▶ [Task brief] In the records that come next, find every line with "versions". Return those lines.
-- Records to use follows --
PR #356, opened 2021-03-24
feat: return the updated item after update_item_raw

AaronBuxbaum:
This is more consistent, and compliant with the documentation

Screen Shot 2021-03-24 at 10 34 23 AM

### DIFF
--- a/flask_resty/view.py
+++ b/flask_resty/view.py
@@ -843,6 +843,7 @@ class ModelView(ApiView):
         """
         for key, value in data.items():
             setattr(item, key, value)
+        return item
 
     def delete_item(self, item):
         """Delete an existing item.


sloria (approved):

itajaja:
@sloria do you know what's the deal with test_shell failing?

sloria:
Oy, I'm not sure..maybe an incompatibility with newer versions of SQLA on 3.6?

Sorry I'm booked up today so can't look into it closely.

As a stopgap you could just skip those tests on 3.6 and add a TODO ¯\_(ツ)_/¯

jquense:
its versions not just 3.6, that's just the fastest one to fail here

jquense:
it also seems to just be in the context of running via tox, running without that and they work fine

jquense:
this is way over my head

sloria:
Oh, I see. Looks like sqla 1.4 broke the shell command on all versions. Looking into this now.

sloria:
All fixed; merging

PR #357, opened 2021-03-24
fix: support boolean sorts when using RelayCursorPagination

jquense:


flask_resty/pagination.py
```diff
@@ -449,6 +449,13 @@ def get_filter_clause(self, column_cursors):
         )
 
         column, asc, value = column_cursors[-1]
+
+        # SQL Alchemy won't let you > or < a boolean, so we convert
+        # to an integer, the DB's seem to handle this just fine
+        if isinstance(value, bool):
+            column = sa.cast(column, sa.Integer)
+            value = 1 if value else 0
```
sloria, line 457: nitpick: This might not be necessary; bools are just ints under the hood, so I'd be somewhat surprised if `column > [True|False]` didn't just work.

If you do need an int, you can do

```suggestion
            value = int(value)
```

sloria (approved):

jquense:
@sloria do you know whats going on with CI here?

itajaja:
see https://github.com/4Catalyzer/flask-resty/pull/356#issuecomment-806011067

itajaja (approved):

sloria:
Merged the dep compatibility fixes into here. All green, so merging.

PR #361, opened 2021-03-25
build: fix publishing in GitHub Actions (take 2)

sloria:
Publish after building the package


itajaja (commented):
this looks good, but do you know what was wrong with previous set up? curious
-- Records to use concluded --
▶ [Response to the task]
Oy, I'm not sure..maybe an incompatibility with newer versions of SQLA on 3.6?
its versions not just 3.6, that's just the fastest one to fail here
Oh, I see. Looks like sqla 1.4 broke the shell command on all versions. Looking into this now.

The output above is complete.